Use HAVING for Aggregate Filters, Not WHERE
When filtering on aggregated columns like COUNT or SUM, WHERE won’t work—you need HAVING. The difference tripped me up when I needed to find projects with zero active tasks.
Here’s the wrong approach that throws a syntax error:
-- This FAILS with syntax error
SELECT
p.id,
p.title,
COUNT(t.id) as task_count
FROM projects p
LEFT JOIN tasks t ON t.project_id = p.id
WHERE t.status = 'active'
AND COUNT(t.id) = 0 -- ERROR: Invalid use of aggregate
GROUP BY p.id, p.title
MySQL will complain: “Invalid use of group function.” You can’t filter on aggregates in the WHERE clause because aggregation happens after the WHERE filter is applied.
The correct approach uses HAVING:
SELECT
p.id,
p.title,
COUNT(t.id) as task_count
FROM projects p
LEFT JOIN tasks t ON t.project_id = p.id
AND t.status = 'active'
GROUP BY p.id, p.title
HAVING task_count = 0
The key difference: WHERE filters rows before aggregation, HAVING filters groups after. Using WHERE on an aggregate throws a syntax error.
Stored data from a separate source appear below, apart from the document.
Issue #624, opened 2024-05-01
Document setting limited-api via build option better


lpsinger:
The [`limited-api` option](https://meson-python.readthedocs.io/en/latest/reference/pyproject-settings.html#cmdoption-arg-tool.meson-python.limited-api) can only be set through pyproject.toml, not through the [build config settings](https://meson-python.readthedocs.io/en/latest/reference/config-settings.html) that you can provide on the command line to `pip` or `python -m build`.

Would you please consider supporting `limited-api` as a build config setting? I am using cibuildwheel to build a package that uses the limited API, but my build fails when it tries to install the build package and run my tests under pypy with the following error:

```
  ERROR: hpx-0.0.1-pp39-abi3-manylinux_2_17_x86_64.manylinux2014_x86_64.whl is not a supported wheel on this platform.
```

I would like to be able to customize the build so that it sets `limited-api` to false for PyPy, but I can't do this because `limited-api` is not a build config setting. Here's what I would like to do:

```toml
[tool.cibuildwheel]
config-settings.limited-api = true

# PyPy does not support the Python limited API.
[[tool.cibuildwheel.overrides]]
select = "pp*"
config-settings.limited-api = false
```

eli-schwartz:
build config settings, as in the kind that are compatible with `pip install --config-settings="...."`, take the form:

```
--config-settings=setup-args="-Dpython.allow_limited_api=true"
```

as documented by https://mesonbuild.com/Builtin-options.html#module-options

rgommers:
Yes, we should be handling `python.allow_limited_api`: https://github.com/mesonbuild/meson-python/blob/6c728bd047372ea9ad7427851d5fc414159bb4a6/mesonpy/__init__.py#L758

And we just added a more descriptive error a few lines below that (not in the 0.16.0 release yet), but only for free-threaded CPython and not PyPy.

Guess we should improve the error message and the docs a bit more.

lpsinger:
Yes, this worked, although somehow I found it hard to find this in the documentation.

rgommers:
Great, thanks for confirming. Changed the issue title to reflect that we need to improve the docs here.

trim21:
What's the best way to do this currently?

Enable limited-api pyproject.toml and disable it with `setup-args`?

rgommers:
[...]

PR #626, opened 2024-05-03
Disable abi3 wheel tag for PyPy

lpsinger:
Pip does not support installing PyPy wheels with the abi3 tag. If you build a wheel for PyPy and set the ABI tag to `abi3`, pip will not be able to install it.

```
$ docker run --rm -it quay.io/pypa/manylinux2014_x86_64
[root@cd7b2d465170 /]# /opt/python/pp39-pypy39_pp73/bin/python
Python 3.9.19 (a2113ea87262, Apr 21 2024, 05:40:24)
[PyPy 7.3.16 with GCC 10.2.1 20210130 (Red Hat 10.2.1-11)] on linux
>>>> from pip._internal.utils.compatibility_tags import get_supported
>>>> for tag in get_supported():
....     print(tag)
....
pp39-pypy39_pp73-manylinux_2_17_x86_64
pp39-pypy39_pp73-manylinux2014_x86_64
```

Full output:

<details>

```
>>>> from pip._internal.utils.compatibility_tags import get_supported
>>>> for tag in get_supported():
....     print(tag)
....
pp39-pypy39_pp73-manylinux_2_17_x86_64
pp39-pypy39_pp73-manylinux2014_x86_64
pp39-pypy39_pp73-manylinux_2_16_x86_64
pp39-pypy39_pp73-manylinux_2_15_x86_64
pp39-pypy39_pp73-manylinux_2_14_x86_64
pp39-pypy39_pp73-manylinux_2_13_x86_64
pp39-pypy39_pp73-manylinux_2_12_x86_64
pp39-pypy39_pp73-manylinux2010_x86_64
pp39-pypy39_pp73-manylinux_2_11_x86_64
pp39-pypy39_pp73-manylinux_2_10_x86_64
pp39-pypy39_pp73-manylinux_2_9_x86_64
pp39-pypy39_pp73-manylinux_2_8_x86_64
pp39-pypy39_pp73-manylinux_2_7_x86_64
pp39-pypy39_pp73-manylinux_2_6_x86_64
pp39-pypy39_pp73-manylinux_2_5_x86_64
pp39-pypy39_pp73-manylinux1_x86_64
pp39-pypy39_pp73-linux_x86_64
pp39-none-manylinux_2_17_x86_64
pp39-none-manylinux2014_x86_64
pp39-none-manylinux_2_16_x86_64
pp39-none-manylinux_2_15_x86_64
pp39-none-manylinux_2_14_x86_64
pp39-none-manylinux_2_13_x86_64
pp39-none-manylinux_2_12_x86_64
pp39-none-manylinux2010_x86_64
pp39-none-manylinux_2_11_x86_64
pp39-none-manylinux_2_10_x86_64
pp39-none-manylinux_2_9_x86_64
pp39-none-manylinux_2_8_x86_64
pp39-none-manylinux_2_7_x86_64
pp39-none-manylinux_2_6_x86_64
pp39-none-manylinux_2_5_x86_64
pp39-none-manylinux1_x86_64
pp39-none-linux_x86_64
py39-none-manylinux_2_17_x86_64
py39-none-manylinux2014_x86_64
py39-none-manylinux_2_16_x86_64
py39-none-manylinux_2_15_x86_64
py39-none-manylinux_2_14_x86_64
py39-none-manylinux_2_13_x86_64
py39-none-manylinux_2_12_x86_64
py39-none-manylinux2010_x86_64
py39-none-manylinux_2_11_x86_64
py39-none-manylinux_2_10_x86_64
py39-none-manylinux_2_9_x86_64
py39-none-manylinux_2_8_x86_64
py39-none-manylinux_2_7_x86_64
py39-none-manylinux_2_6_x86_64
py39-none-manylinux_2_5_x86_64
py39-none-manylinux1_x86_64
py39-none-linux_x86_64
py3-none-manylinux_2_17_x86_64
py3-none-manylinux2014_x86_64
py3-none-manylinux_2_16_x86_64
py3-none-manylinux_2_15_x86_64
py3-none-manylinux_2_14_x86_64
py3-none-manylinux_2_13_x86_64
py3-none-manylinux_2_12_x86_64
py3-none-manylinux2010_x86_64
py3-none-manylinux_2_11_x86_64
py3-none-manylinux_2_10_x86_64
py3-none-manylinux_2_9_x86_64
py3-none-manylinux_2_8_x86_64
py3-none-manylinux_2_7_x86_64
py3-none-manylinux_2_6_x86_64
py3-none-manylinux_2_5_x86_64
py3-none-manylinux1_x86_64
py3-none-linux_x86_64
py38-none-manylinux_2_17_x86_64
py38-none-manylinux2014_x86_64
py38-none-manylinux_2_16_x86_64
py38-none-manylinux_2_15_x86_64
py38-none-manylinux_2_14_x86_64
py38-none-manylinux_2_13_x86_64
py38-none-manylinux_2_12_x86_64
py38-none-manylinux2010_x86_64
py38-none-manylinux_2_11_x86_64
py38-none-manylinux_2_10_x86_64
py38-none-manylinux_2_9_x86_64
py38-none-manylinux_2_8_x86_64
py38-none-manylinux_2_7_x86_64
py38-none-manylinux_2_6_x86_64
py38-none-manylinux_2_5_x86_64
py38-none-manylinux1_x86_64
py38-none-linux_x86_64
py37-none-manylinux_2_17_x86_64
py37-none-manylinux2014_x86_64
py37-none-manylinux_2_16_x86_64
py37-none-manylinux_2_15_x86_64
py37-none-manylinux_2_14_x86_64
py37-none-manylinux_2_13_x86_64
py37-none-manylinux_2_12_x86_64
py37-none-manylinux2010_x86_64
py37-none-manylinux_2_11_x86_64
py37-none-manylinux_2_10_x86_64
py37-none-manylinux_2_9_x86_64
py37-none-manylinux_2_8_x86_64
py37-none-manylinux_2_7_x86_64
py37-none-manylinux_2_6_x86_64
py37-none-manylinux_2_5_x86_64
py37-none-manylinux1_x86_64
py37-none-linux_x86_64
py36-none-manylinux_2_17_x86_64
py36-none-manylinux2014_x86_64
py36-none-manylinux_2_16_x86_64
py36-none-manylinux_2_15_x86_64
py36-none-manylinux_2_14_x86_64
py36-none-manylinux_2_13_x86_64
py36-none-manylinux_2_12_x86_64
py36-none-manylinux2010_x86_64
py36-none-manylinux_2_11_x86_64
py36-none-manylinux_2_10_x86_64
py36-none-manylinux_2_9_x86_64
py36-none-manylinux_2_8_x86_64
py36-none-manylinux_2_7_x86_64
py36-none-manylinux_2_6_x86_64
py36-none-manylinux_2_5_x86_64
py36-none-manylinux1_x86_64
py36-none-linux_x86_64
py35-none-manylinux_2_17_x86_64
py35-none-manylinux2014_x86_64
py35-none-manylinux_2_16_x86_64
py35-none-manylinux_2_15_x86_64
py35-none-manylinux_2_14_x86_64
py35-none-manylinux_2_13_x86_64
py35-none-manylinux_2_12_x86_64
py35-none-manylinux2010_x86_64
py35-none-manylinux_2_11_x86_64
py35-none-manylinux_2_10_x86_64
py35-none-manylinux_2_9_x86_64
py35-none-manylinux_2_8_x86_64
py35-none-manylinux_2_7_x86_64
py35-none-manylinux_2_6_x86_64
py35-none-manylinux_2_5_x86_64
py35-none-manylinux1_x86_64
py35-none-linux_x86_64
py34-none-manylinux_2_17_x86_64
py34-none-manylinux2014_x86_64
py34-none-manylinux_2_16_x86_64
py34-none-manylinux_2_15_x86_64
py34-none-manylinux_2_14_x86_64
py34-none-manylinux_2_13_x86_64
py34-none-manylinux_2_12_x86_64
py34-none-manylinux2010_x86_64
py34-none-manylinux_2_11_x86_64
py34-none-manylinux_2_10_x86_64
py34-none-manylinux_2_9_x86_64
py34-none-manylinux_2_8_x86_64
py34-none-manylinux_2_7_x86_64
py34-none-manylinux_2_6_x86_64
py34-none-manylinux_2_5_x86_64
py34-none-manylinux1_x86_64
py34-none-linux_x86_64
py33-none-manylinux_2_17_x86_64
py33-none-manylinux2014_x86_64
py33-none-manylinux_2_16_x86_64
py33-none-manylinux_2_15_x86_64
py33-none-manylinux_2_14_x86_64
py33-none-manylinux_2_13_x86_64
py33-none-manylinux_2_12_x86_64
py33-none-manylinux2010_x86_64
py33-none-manylinux_2_11_x86_64
py33-none-manylinux_2_10_x86_64
py33-none-manylinux_2_9_x86_64
py33-none-manylinux_2_8_x86_64
py33-none-manylinux_2_7_x86_64
py33-none-manylinux_2_6_x86_64
py33-none-manylinux_2_5_x86_64
py33-none-manylinux1_x86_64
py33-none-linux_x86_64
py32-none-manylinux_2_17_x86_64
py32-none-manylinux2014_x86_64
py32-none-manylinux_2_16_x86_64
py32-none-manylinux_2_15_x86_64
py32-none-manylinux_2_14_x86_64
py32-none-manylinux_2_13_x86_64
py32-none-manylinux_2_12_x86_64
py32-none-manylinux2010_x86_64
py32-none-manylinux_2_11_x86_64
py32-none-manylinux_2_10_x86_64
py32-none-manylinux_2_9_x86_64
py32-none-manylinux_2_8_x86_64
py32-none-manylinux_2_7_x86_64
py32-none-manylinux_2_6_x86_64
py32-none-manylinux_2_5_x86_64
py32-none-manylinux1_x86_64
py32-none-linux_x86_64
py31-none-manylinux_2_17_x86_64
py31-none-manylinux2014_x86_64
py31-none-manylinux_2_16_x86_64
py31-none-manylinux_2_15_x86_64
py31-none-manylinux_2_14_x86_64
py31-none-manylinux_2_13_x86_64
py31-none-manylinux_2_12_x86_64
py31-none-manylinux2010_x86_64
py31-none-manylinux_2_11_x86_64
py31-none-manylinux_2_10_x86_64
py31-none-manylinux_2_9_x86_64
py31-none-manylinux_2_8_x86_64
py31-none-manylinux_2_7_x86_64
py31-none-manylinux_2_6_x86_64
py31-none-manylinux_2_5_x86_64
py31-none-manylinux1_x86_64
py31-none-linux_x86_64
py30-none-manylinux_2_17_x86_64
py30-none-manylinux2014_x86_64
py30-none-manylinux_2_16_x86_64
py30-none-manylinux_2_15_x86_64
py30-none-manylinux_2_14_x86_64
py30-none-manylinux_2_13_x86_64
py30-none-manylinux_2_12_x86_64
py30-none-manylinux2010_x86_64
py30-none-manylinux_2_11_x86_64
py30-none-manylinux_2_10_x86_64
py30-none-manylinux_2_9_x86_64
py30-none-manylinux_2_8_x86_64
py30-none-manylinux_2_7_x86_64
py30-none-manylinux_2_6_x86_64
py30-none-manylinux_2_5_x86_64
py30-none-manylinux1_x86_64
py30-none-linux_x86_64
pp39-none-any
py39-none-any
py3-none-any
py38-none-any
py37-none-any
py36-none-any
py35-none-any
py34-none-any
py33-none-any
py32-none-any
py31-none-any
py30-none-any
```

</details>

### DIFF
--- a/mesonpy/__init__.py
+++ b/mesonpy/__init__.py
@@ -406,22 +406,23 @@ class _WheelBuilder():
 
     @cached_property
     def _stable_abi(self) -> Optional[str]:
-        if self._limited_api:
-            # PyPy does not use a special extension module filename
-            # suffix for modules targeting the stable API.
-            if '__pypy__' not in sys.builtin_module_names:
-                # Verify stable ABI compatibility: examine files installed
-                # in {platlib} that look like extension modules, and raise
-                # an exception if any of them has a Python version
-                # specific extension filename suffix ABI tag.
-                for path, _ in self._manifest['platlib']:
-                    match = _EXTENSION_SUFFIX_REGEX.match(path.name)
-                    if match:
-                        abi = match.group('abi')
-                        if abi is not None and abi != 'abi3':
-                            raise BuildError(
-                                f'The package declares compatibility with Python limited API but extension '
-                                f'module {os.fspath(path)!r} is tagged for a specific Python version.')
+        # PyPy supports the limited API but does not provide a stable
+        # ABI, therefore extension modules using the limited API do
+        # not use the stable ABI filename suffix and wheels should not
+        # be tagged with the abi3 tag.
+        if self._limited_api and '__pypy__' not in sys.builtin_module_names:
+            # Verify stable ABI compatibility: examine files installed
+            # in {platlib} that look like extension modules, and raise
+            # an exception if any of them has a Python version
+            # specific extension filename suffix ABI tag.
+            for path, _ in self._manifest['platlib']:
+                match = _EXTENSION_SUFFIX_REGEX.match(path.name)
+                if match:
+                    abi = match.group('abi')
+                    if abi is not None and abi != 'abi3':
+                        raise BuildError(
+                            f'The package declares compatibility with Python limited API but extension '
+                            f'module {os.fspath(path)!r} is tagged for a specific Python version.')
             return 'abi3'
         return None
 
--- a/tests/test_tags.py
+++ b/tests/test_tags.py
@@ -103,11 +103,13 @@ def test_tag_stable_abi():
     builder = wheel_builder_test_factory({
         'platlib': [f'extension{ABI3SUFFIX}'],
     }, limited_api=True)
-    assert str(builder.tag) == f'{INTERPRETER}-abi3-{PLATFORM}'
+    # PyPy does not support the stable ABI.
+    abi = 'abi3' if '__pypy__' not in sys.builtin_module_names else ABI
+    assert str(builder.tag) == f'{INTERPRETER}-{abi}-{PLATFORM}'
 
 
 @pytest.mark.xfail(sys.version_info < (3, 8) and sys.platform == 'win32', reason='Extension modules suffix without ABI tags')
-@pytest.mark.xfail('__pypy__' in sys.builtin_module_names, reason='PyPy does not use special modules suffix for stable ABI')
+@pytest.mark.xfail('__pypy__' in sys.builtin_module_names, reason='PyPy does not support the stable ABI')
 def test_tag_mixed_abi():
     builder = wheel_builder_test_factory({
         'platlib': [f'extension{ABI3SUFFIX}', f'another{SUFFIX}'],
--- a/tests/test_wheel.py
+++ b/tests/test_wheel.py
@@ -290,6 +290,7 @@ def test_skip_subprojects(package_subproject, tmp_path, arg):
 # Requires Meson 1.3.0, see https://github.com/mesonbuild/meson/pull/11745.
 @pytest.mark.skipif(MESON_VERSION < (1, 2, 99), reason='Meson version too old')
 @pytest.mark.skipif(NOGIL_BUILD, reason='Free-threaded CPython does not support the limited API')
+@pytest.mark.xfail('__pypy__' in sys.builtin_module_names, reason='PyPy does not support the abi3 platform tag for wheels')
 def test_limited_api(wheel_limited_api):
     artifact = wheel.wheelfile.WheelFile(wheel_limited_api)
     name = artifact.parsed_filename


rgommers:
Thanks for working on this @lpsinger. The current behavior certainly doesn't seem quite right - we should never be producing something with a tag that `pip` won't understand.

Related to gh-624. If I understand correctly, with the build option discussed in gh-624 you can disable asking for limited API usage, which will then produce a tag like `pp310-pypy310_pp73-linux_x86_64` that can be installed. This PR is a little different in that you want to avoid having to think about using that build option at all, still use the limited C API, but produce a tag like `pp310-pypy310_pp73-linux_x86_64`. Is that right? If so, that seems reasonable to me, since it reduced friction and the end result should be the same as erroring out and forcing the user to specify `-C-Dpython.allow_limited_api=false`.

CI is a little unhappy, the tests need updating to match:

```
FAILED tests/test_tags.py::test_tag_stable_abi - AssertionError: assert 'pp310-pypy310_pp73-linux_x86_64' == 'pp310-abi3-linux_x86_64'
  
  - pp310-abi3-linux_x86_64
  + pp310-pypy310_pp73-linux_x86_64
FAILED tests/test_wheel.py::test_limited_api - AssertionError: assert 'pypy310_pp73' == 'abi3'
```

lpsinger:
> This PR is a little different in that you want to avoid having to think about using that build option at all, still use the limited C API, but produce a tag like `pp310-pypy310_pp73-linux_x86_64`. Is that right?

That's correct. I'm looking to avoid having to add this line to projects that use the limited API and cibuildwheel: https://github.com/nasa-gcn/hpx/blob/main/pyproject.toml#L81-L84

lpsinger:
> CI is a little unhappy, the tests need updating to match:

I pushed a change for that; let's see if it fixes the CI.

dnicolodi:
My understanding is that PyPy supports the limited API but does not use a dedicated filename suffix for extension modules compiled for the limited API. The Python support in Meson implies the same understanding https://github.com/mesonbuild/meson/blob/cfd57180eef9036c7167c5682b9f3055a540fccc/mesonbuild/scripts/python_info.py#L103-L107 

What I am not sure about is whether, when using the limited API, PyPy implements a stable ABI, and thus the resulting wheels should be taggeg `abi3` or not. If this is the case, the problem being solved here is a bug in `pip` and not something we need to work-around in meson-python.

@mattip Can you confirm that my understanding is correct?

I added the `tool.meson-python.limited-api` setting based on the assumption that PyPy supports the limited API without a dedicated module filename suffix and thus it is not sufficient to look at the filenames of the installed extension modules to determine whether a package uses the limited API only. If the assumption is wrong and PyPy does not support the limited API or supports it without exporting a stable ABI, the setting could in principle be removed.

mattip:
PyPy does not implement a stable ABI. Wheels for PyPy should not be tagged `abi3`. The output of `pip`'s `get_supported` is correct.

dnicolodi:
Thanks for the clarification @mattip. My reasoning for implementing the `tool.meson-python.limited-api` setting is wrong. I think we should remove this setting and rely on the filename suffix of the installed extension modules to decide the ABI tag for the created wheel. We would still accept the parameter for backward compatibility but emit a deprecation warning when we encounter it. @rgommers, what do you think?

dnicolodi:
One of the reasons to remove the `tool.meson-python.limited-api` setting is that it is misnamed. When I introduced it, I thought that using the limited API always results in a stable ABI, and thus in wheels to be tagged with the `abi3` tag. However, this is not the case on PyPy. Therefore, mixing the two concepts is not a good idea. To my defense, the CPython documentation does not make this distinction at all.

rgommers:
My impression is that the current build option is fine, since it works as designed for CPython. For PyPy, proceeding with the regular minor-version-specific tag as done in this PR would seem reasonable to me. The question I have is whether we should be emitting a warning when doing that.

> However, this is not the case on PyPy. Therefore, mixing the two concepts is not a good idea. 

PyPy could implement it in the future in principle (it's just a missing feature now), so I wouldn't attach too much value to this since conceptually it does make sense.

Moreover, PyPy is probably going to fade away pretty quickly over the next 1-2 years - there is unlikely to be a 3.11 release for PyPy, so next year when Python 3.10 starts being dropped that's the end of it. Conda-forge is also starting to drop PyPy builds because of maintenance issues and no real future. Hence deprecating because of PyPy isn't needed imho.

henryiii:
The way selecting `cp311` works is that it's only applicable on CPython with GIL 3.11+. Any older version or other interpreter (including PyPy) ignores this choice. (It wasn't quite right for PyPy until the most recent release, when I was working on free-threading I cleaned it up a little). A user is expected to skip requesting it CMake like this:

```cmake
if(NOT "${SKBUILD_SABI_COMPONENT}" STREQUAL "")
  python_add_library(some_ext MODULE WITH_SOABI USE_SABI 3.11 ...)
else()
  python_add_library(some_ext MODULE WITH_SOABI ...)
endif()
```

(USE_SABI also sets the Limited API define) Though I haven't checked to see exactly how CMake's FindPython module handles it, it might do the right thing (IMO which is to ignore this setting if it doesn't apply).

Not setting the define just means you are not limited to the Limited API, so shouldn't hurt user code.

lpsinger:
> Moreover, PyPy is probably going to fade away pretty quickly over the next 1-2 years - there is unlikely to be a 3.11 release for PyPy, so next year when Python 3.10 starts being dropped that's the end of it. Conda-forge is also starting to drop PyPy builds because of maintenance issues and no real future. Hence deprecating because of PyPy isn't needed imho.

Does that mean that this is a "won't fix?"

rgommers:
> Does that mean that this is a "won't fix?"

I don't think so. This is a minor change that to me seems strictly an improvement over the status quo. So I'd be in favor of merging it as is.

The larger change @dnicolodi was thinking about ([this comment above](https://github.com/mesonbuild/meson-python/pull/626#issuecomment-2109795364)) is orthogonal, and may or may not happen. I'd suggest that it shouldn't be blocking for this PR.

PR #627, opened 2024-05-13
CI: test free threading Python 3.13

dnicolodi:
The manylinux docker images added support for Python 3.13 build with free threading support. Trade python3.11 for python3.13t in the manylinux jobs.


henryiii:
FYI, `python -m venv ...` still installs pip 24.0. Maybe what you are seeing?

dnicolodi:
> FYI, `python -m venv ...` still installs pip 24.0. Maybe what you are seeing?

Yes, I believe this is the problem. I'm working on a fix.

PR #631, opened 2024-05-17
MAINT: improve error message when meson isn't found

rgommers:
This is a follow-up to gh-495.

There are several ways that meson may go missing:
- a non-isolated build and meson isn't installed
- meson executable is specified in pyproject.toml and git submodule is containing it is not initialized (reported as resulting in a confusing error in https://github.com/numpy/numpy/issues/26397)
- the  `MESON` environmnent variable is used by the user and is misspelled

The git submodule case was ending with:
```
meson-python: error: Could not find meson version 0.63.3 or newer, found .
```
and after this ends with:
```
meson-python: error: Could not find specified meson: vendored-meson/meson/meson.py
```

If the executable is missing, the build ended with a very long traceback. Changing `FileNotFoundError` to `ConfigError` elides the traceback and clearly reports that the executable wasn't found. Easy to verify with any package with:
```
$ MESON=nonsense python -m build -wnx
* Building wheel...

meson-python: error: meson executable `nonsense` not found

```

Closes https://github.com/numpy/numpy/issues/26397

### DIFF
--- a/mesonpy/__init__.py
+++ b/mesonpy/__init__.py
@@ -988,6 +988,8 @@ def _get_meson_command(
     # directly. For packages that vendor a forked Meson, the `meson.py` in the
     # root of the Meson repo can be used this way.
     if meson.endswith('.py'):
+        if not os.path.exists(meson):
+            raise ConfigError(f'Could not find the specified meson: "{meson}"')
         cmd = [sys.executable, meson]
     else:
         cmd = [meson]
@@ -997,7 +999,11 @@ def _get_meson_command(
     # but the corresponding meson command is not available in $PATH. Implement
     # a runtime check to verify that the build environment is setup correcly.
     required_version = _parse_version_string(version)
-    meson_version = subprocess.run(cmd + ['--version'], check=False, text=True, capture_output=True).stdout
+    try:
+        meson_version = subprocess.run(cmd + ['--version'], check=False, text=True, capture_output=True).stdout
+    except FileNotFoundError as err:
+        raise ConfigError(f'meson executable "{meson}" not found') from err
+
     if _parse_version_string(meson_version) < required_version:
         raise ConfigError(f'Could not find meson version {version} or newer, found {meson_version}.')
 


mesonpy/__init__.py
```diff
@@ -988,6 +988,8 @@ def _get_meson_command(
     # directly. For packages that vendor a forked Meson, the `meson.py` in the
     # root of the Meson repo can be used this way.
     if meson.endswith('.py'):
+        if not os.path.exists(meson):
+            raise ConfigError(f"Could not find specified meson: {meson}")
```
dnicolodi, line 992: `Could not find the specified meson: "{meson}"` maybe, adding the article and quotes around the path. I think having the quotes helps when there is white space in the filename.

mesonpy/__init__.py
```diff
@@ -997,7 +999,11 @@ def _get_meson_command(
     # but the corresponding meson command is not available in $PATH. Implement
     # a runtime check to verify that the build environment is setup correcly.
     required_version = _parse_version_string(version)
-    meson_version = subprocess.run(cmd + ['--version'], check=False, text=True, capture_output=True).stdout
+    try:
+        meson_version = subprocess.run(cmd + ['--version'], check=False, text=True, capture_output=True).stdout
+    except FileNotFoundError as err:
+        raise ConfigError(f'meson executable `{meson}` not found') from err
```
dnicolodi, line 1005: We generally use double quotes `"` around literals in the error messages.

dnicolodi (changes requested):
Thanks @rgommers. It looks good, except for some nitpicking about the spelling of the error messages. Curiously I have similar patch queued locally. In that I also check the return code of `meson --version` and raise an error with what was printed on the standard error if the return code is not zero.

rgommers:
Thanks @dnicolodi. Adopted your suggestions for error messages.

> In that I also check the return code of `meson --version` and raise an error with what was printed on the standard error if the return code is not zero.

If you have that already, do you want to put that on top of this PR (either push a commit or do in a follow-up PR)?

dnicolodi:
Sure, I will do that later today.

dnicolodi (approved):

In Laravel’s query builder, this translates to:
DB::table('projects')
->leftJoin('tasks', function ($join) {
$join->on('tasks.project_id', '=', 'projects.id')
->where('tasks.status', '=', 'active');
})
->select('projects.id', 'projects.title', DB::raw('COUNT(tasks.id) as task_count'))
->groupBy('projects.id', 'projects.title')
->havingRaw('task_count = 0')
->get();
Or if you already aliased it in selectRaw, you can use the cleaner having() method:
->having('task_count', 0)
Understanding this distinction prevents hours of debugging cryptic MySQL errors. Remember: filter rows with WHERE, filter aggregates with HAVING.